Say Cash, that colt's just about all in. Cora's nothing but a bag
of bones, too. They'll never winter--not on this range, they
won't."
Cash got up and went to the doorway, looking out over Bud's
shoulder at the spiritless donkeys trailing in to water. Beyond
them the desert baked in its rim of hot, treeless hills. Above
them the sky glared a brassy blue with never a could. Over a low
ridge came Monte and Pete, walking with heads drooping. Their hip
bones lifted above their ridged paunches, their backbones, peaked
sharp above, their withers were lean and pinched looking. In
August the desert herbage has lost what little succulence it ever
possessed, and the gleanings are scarce worth the walking after.
"They're pretty thin," Cash observed speculatively, as though
be was measuring them mentally for some particular need.
"We'd have to grain 'em heavy till we struck better feed. And
pack light." Bud answered his thought.
"The question is, where shall we head for, Bud? Have you any
particular idea?" Cash looked slightingly down at the assayer's
report. "Such as she is, we've done all we can do to the Burro
Lode, for a year at least," he said. "The assessment work is all
done--or will be when we muck out after that last shot. The
claim is filed--I don't know what more we can do right away.
Do you?"
"Sure thing," grinned Bud. "We can get outa here and go some
place where it's green."
"Yeah." Cash meditated, absently eyeing the burros. "Where it's
green." He looked at the near hills, and at the desert, and at
the dreary march of the starved animals. "It's a long way to
green. country," he said.
They looked at the burros.
"They're tough little devils," Bud observed hopefully. "We
could take it easy, traveling when it's coolest. And by packing
light, and graining the whole bunch--"
"Yeah. We con ease 'em through, I guess. It does seem as
though it would be foolish to hang on here any longer." Carefully
as he made his tests, Cash weighed the question of their going.

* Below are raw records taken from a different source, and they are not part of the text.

PR #801, opened 2024-12-24
Fix link to user_input example

FedericoCeratto:


joshka:
Thanks, we're in a bit of a reshuffle right now due to https://github.com/ratatui/ratatui/issues/1512

PR #803, opened 2024-12-28
avoid counter overflow panic in tutorial

hpodhaisky:
Alternative: saturating_sub & saturating_add

### DIFF
--- a/code/tutorials/counter-app-basic/src/main.rs
+++ b/code/tutorials/counter-app-basic/src/main.rs
@@ -72,11 +72,15 @@ impl App {
     }
 
     fn increment_counter(&mut self) {
-        self.counter += 1;
+        if self.counter < 255 {
+            self.counter += 1;
+        }
     }
 
     fn decrement_counter(&mut self) {
-        self.counter -= 1;
+        if self.counter > 0 {
+            self.counter -= 1;
+        }
     }
 }
 // ANCHOR_END: impl App


joshka:
Thanks for the PR, but the panic there was actually intentional left in. Its purpose was to have something simple to show how to handle errors in https://ratatui.rs/tutorials/counter-app/error-handling/

A better idea would be to call this out with some foreshadowing comments about why we're doing this.

That said, since that article was written we pulled a bunch of the error handling (panic hook etc.) into `ratatui::init()`, which makes this really require a rewrite to take that into account. Prior to that change all the examples had a variety of error handling, now they mostly call color_eyre::install and ratatui::init and are ready to not crash hard.

hpodhaisky:
Dear Josh,

many thanks for this explanations. I didn't understand the intention properly and found it  strange to see "panic" in the second tutorial example.


Greetings, Helmut

*Від: *Josh McKinney ***@***.***>
*Кому: *ratatui/ratatui-website ***@***.***>
*Копія: *hpodhaisky ***@***.***>; Author ***@***.***>
*Дата: *28 груд. 2024 р. 21:01:35
*Тема: *Re: [ratatui/ratatui-website] avoid counter overflow panic in tutorial (PR #803)

joshka:
No problem - I could see that that was probably what had happened. Thanks again :)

"This last report kills any chance of interesting capital to the
extent of developing the claim on a large enough scale to make it
profitable. It's too long a haul to take the ore out, and it's
too spotted to justify any great investment in machinery to
handle it on the ground. And," he added with an undernote of
fierceness, "it's a terrible place for man or beast to stay in,
unless the object to be attained is great enough to justify
enduring the hardships."
"You said a mouthful, Cash. Well, can you leave your seven
radishes and three hunches of lettuce and pull out--say at
daybreak?" Bud turned to him with some eagerness.
Cash grinned sourly. "When it's time to go, seven radishes
can't stop me. No, nor a whole row of 'em--if there was a
whole row."
"And you watered 'em copiously too," Bud murmured, with the
corners of his mouth twitching. "Well, I guess we might as well
tie up the livestock. I'm going to give 'em all a feed of
rolled oats, Cash. We can get along without, and they've got to
have something to put a little heart in 'em. There's a moon tonight--
how about starting along about midnight? That would put
us in the Bend early in the forenoon to-morrow."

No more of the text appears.